Katy Faust and Stacy Manning (Them Before Us) have collected data and testimonies that reminds us that the best risk mitigation children can have for all kinds of difficulties is a mother and father who are in a stable (married) relationship. They call their movement ‘Them Before Us’. Their basic message is a challenge – when will we adults accept that our desires should not overrun the needs of children? Faust and Manning accept that people outside this ‘old fashioned’ structure can do well – but on averages, not as well.

And what adults are feeling has become the dominant arbiter of moral justification (which is not the kind of liberty that JS Mill was on about, by the way). As Faust and Manning note, for adults in our world of smorgasbord family combinations, ‘… the motivation is solely the feelings of the adults involved … masquerading as adult rights, which often results in serious damage to children’s actual rights.’

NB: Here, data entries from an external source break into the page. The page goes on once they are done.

PR #11916, opened 2026-02-19
perf: Reduce allocations in SCM hashing, glob preprocessing, and cache lookups

anthonyshew:
## Summary

Reduce heap allocations and syscalls across the hot paths of `turbo run`. These are mechanical changes — no behavioral differences, no new APIs.

### Benchmarks (`--dry` runs, `--skip-infer`, 10 runs each, 5 warmup)

| Repo | Packages | Tasks | Before | After | Delta |
|------|----------|-------|--------|-------|-------|
| Large | ~1000 | 1690 | 2.179s ± 0.073s | 2.130s ± 0.049s | **1.02x faster** |
| Medium | ~120 | ~200 | 1.235s ± 0.098s | 1.216s ± 0.079s | **1.02x faster** |
| Small | ~5 | ~5 | 834.1ms ± 28.4ms | 816.8ms ± 22.8ms | **1.02x faster** |

### Changes

**SCM parsing** (`ls_tree.rs`, `status.rs`): `entry.hash.to_vec()` + `String::from_utf8()` allocated twice per entry (intermediate `Vec<u8>` then `String`). Now uses `str::from_utf8()` + `.to_owned()` for a single allocation. BufReader buffer increased from 8KB to 64KB to reduce `read()` syscalls on large git output.

**File hashing** (`hash_object.rs`): `hashes.reserve(to_hash.len())` pre-allocates the HashMap to avoid rehashing during insertion.

**Package deps** (`package_deps.rs`): Input globs were cloned to `String` just to iterate them. Now works with `&str` references and reuses a single `String` buffer for the `"{package_path}/{glob}"` join instead of allocating per-iteration via `.join("/")`. Capacity hints added to `inclusions`, `exclusions`, `to_hash`, and `hashes` Vecs/HashMaps. When include globs overlap with the git index (the `$TURBO_DEFAULT$` + explicit inputs case), files already known from the index are skipped instead of being re-hashed.

**Task hashing** (`lib.rs`): Dependency hash deduplication now collects `&str` references under the mutex lock instead of cloning each `String` into the `HashSet`. Owned strings are only allocated after dedup, halving allocations. Capacity hint added.

**Glob preprocessing** (`globwalk/lib.rs`): Capacity hints on include/exclude path Vecs. Exclude path processing avoids an unnecessary `.to_string()` by using `Cow::into_owned()` which is free when the Cow is already borrowed.

**Cache lookups** (`fs.rs`): `FSCache::exists()` was doing 3 `format!()` + `join_component()` allocations per call (called once per task). Now reuses a single `String` buffer, truncating and re-appending suffixes for `.tar`, `.tar.zst`, and `-meta.json`.

### DIFF
--- a/crates/turborepo-scm/src/package_deps.rs
+++ b/crates/turborepo-scm/src/package_deps.rs
@@ -204,9 +204,6 @@ impl GitRepo {
         let extra_inputs = if include_configs { CONFIG_FILES } else { &[] };
         let total_inputs = inputs.len() + extra_inputs.len();
 
-        // Build glob lists directly from &str references — no need to clone
-        // every input into an owned String. We only allocate for the joined
-        // "package_path/glob" strings that globwalk requires.
         let mut inclusions = Vec::with_capacity(total_inputs);
         let mut exclusions = Vec::with_capacity(total_inputs);
         let mut glob_buf = String::with_capacity(package_unix_path.len() + 1 + 64);


crates/turborepo-scm/src/package_deps.rs
```diff
@@ -200,45 +200,33 @@ impl GitRepo {
...
         let package_unix_path = package_unix_path_buf.as_str();
 
-        let mut inputs = inputs
+        static CONFIG_FILES: &[&str] = &["package.json", "turbo.json", "turbo.jsonc"];
+        let extra_inputs = if include_configs { CONFIG_FILES } else { &[] };
+        let total_inputs = inputs.len() + extra_inputs.len();
+
+        // Build glob lists directly from &str references — no need to clone
+        // every input into an owned String. We only allocate for the joined
+        // "package_path/glob" strings that globwalk requires.
```
anthonyshew:
```suggestion
```

PR #834, opened 2024-12-06
the 1st AvailabilitySlot should be a library open day

agnesgaroux:
## What does this change?

While checking the pickup dates dropdown for the holiday closure, it became apparent that this logic is flawed: if the library is closed on the `firstDeepstoreAvailabilitySlot` the 1st date will be incorrect
Instead, start the list from the 1st library open day after the Deepstore lead time of 10 Deepstore working days

### Checklist

## How to test

Run the tests, do they pass?

LE&E will not get in touch with issues regarding online requesting of offsite items 

There is still a human step in this process (see above) so the risk of incorrect dates is mitigated by the fact that they won't effect the request if it's wrong and get in touch with the user directly


kenoir (approved):
Approving, but with one suggestion: Can we have a test for this, that covers the case specifically where the library is shut but deepstore is not?

PR #838, opened 2025-01-22
Fix labelled ID aggregations bug

StepanBrychta:
## What does this change?

Fixes a bug which causes a 'labelled id' filter to display an id instead of a label in the frontend. See [this thread](https://wellcome.slack.com/archives/C3TQSF63C/p1737477925864379) for more info.

This bug occurs when a query returning 0 results is combined with an active 'labelled id' filter (such as the languages filter or the format filter). Under these circumstances, the unfiltered `selfNested` aggregation works with 0 results and therefore cannot return label buckets for the active filter(s). 

The fix involves moving the unfiltered `selfNested` aggregation into a separate global aggregation to ignore the query and therefore always correctly return the label(s) for the filtered id(s). 

### Checklist

## How to test

This can be tested by locally running the frontend and the catalogue-api and configuring the frontend to connect to the local catalogue-api. 

Additionally, a few new automated tests were added to cover the case of a query returning 0 results while a filter is applied to prevent regressions.

Active filters should always surface the filter's label to the user instead of its id, regardless of how many results are returned or which other filters are active. 

With this fix, the number of aggregations and subaggregations remains the same but one of the subaggregations is moved into its own global aggregation, which might have performance implications. However, I have not observed noticeably slower response times in my testing.

### DIFF
--- a/search/src/test/scala/weco/api/search/services/AggregationsTest.scala
+++ b/search/src/test/scala/weco/api/search/services/AggregationsTest.scala
@@ -190,6 +190,31 @@ class AggregationsTest
           .foreach(subjects => subjects should contain("6rJpSUKd2d"))
       }
     }
+
+    it("correctly returns aggregation labels even when no search results are returned") {
+      withLocalWorksIndex { index =>
+        indexTestDocuments(index, works: _*)
+
+        val searchOptions = createWorksSearchOptionsWith(
+           searchQuery = Option(SearchQuery("awdawdawdawda")), // A search query returning 0 results
+          aggregations =
+            List(WorkAggregationRequest.Format, WorkAggregationRequest.SubjectLabel),
+          filters = List(
+            FormatFilter(List("a")),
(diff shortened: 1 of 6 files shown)


search/src/test/scala/weco/api/search/services/AggregationsTest.scala
```diff
@@ -190,6 +190,31 @@ class AggregationsTest
...
+        val searchOptions = createWorksSearchOptionsWith(
+           searchQuery = Option(SearchQuery("awdawdawdawda")), // A search query returning 0 results
+          aggregations =
+            List(WorkAggregationRequest.Format, WorkAggregationRequest.SubjectLabel),
+          filters = List(
+            FormatFilter(List("a")),
+            SubjectLabelFilter(Seq("fIbfVPkqaf"))
+          )
+        )
+        println(searchOptions.aggregations)
```
kenoir, line 207: not blocking, but stray println?

kenoir (approved):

Karol Markowicz and Bethany Mandel (in Stolen Youth) have outlined the areas of life where our children are under threat because of this shift in emphasis in how we approach this basic foundation of our civil society. As they note, ‘The Woke see children as child soldiers in their cultural revolutions, isolating them from their parents and radicalising them.’

Closer to home, it was moving and refreshing to read in Warren Mundine’s autobiography about the role of family here in Australia. He describes so clearly and with great heart, but without superfluous sentiment, the impact of his family on his life. Perhaps part of my interest is that I discovered we grew up in neighbouring suburbs during the same time – he was an Auburn lad, me a ‘Rego’ (Regents Park) lad. I remember the excitement of going to his main shopping centre, which had so much more than our little one…

But I digress. Mundine is a keen observer of life and society. His concerns about attacks on the family here in Australia are worth repeating:

Family is the foundation stone of all societies. … If you want to destroy or control a society, then the first place to attack is the family … the push to erase the concept of family … is about substituting the values laid down by families with values laid down by governments and bureaucrats.

He astutely notes that the so-called welfare programs in many of our schools are in fact ‘really about governments, via the school system, stepping into the role of parent’. And all this is under the perverse explanation that ‘it is because we care’. Care is not the issue. Control is the issue.

Give me the Fleetwood Mac song any day, instead of some bureaucrat who wants to take all authority with no personal commitment. They are just like those parents who claimed they were not at fault for deserting their families, just because their feelings were so strong…

Interestingly, the song Family Man was remastered in 2017, and when I last looked, it had 1.3 million views. Maybe there is more hope out there than what is often suggested by the Woke media!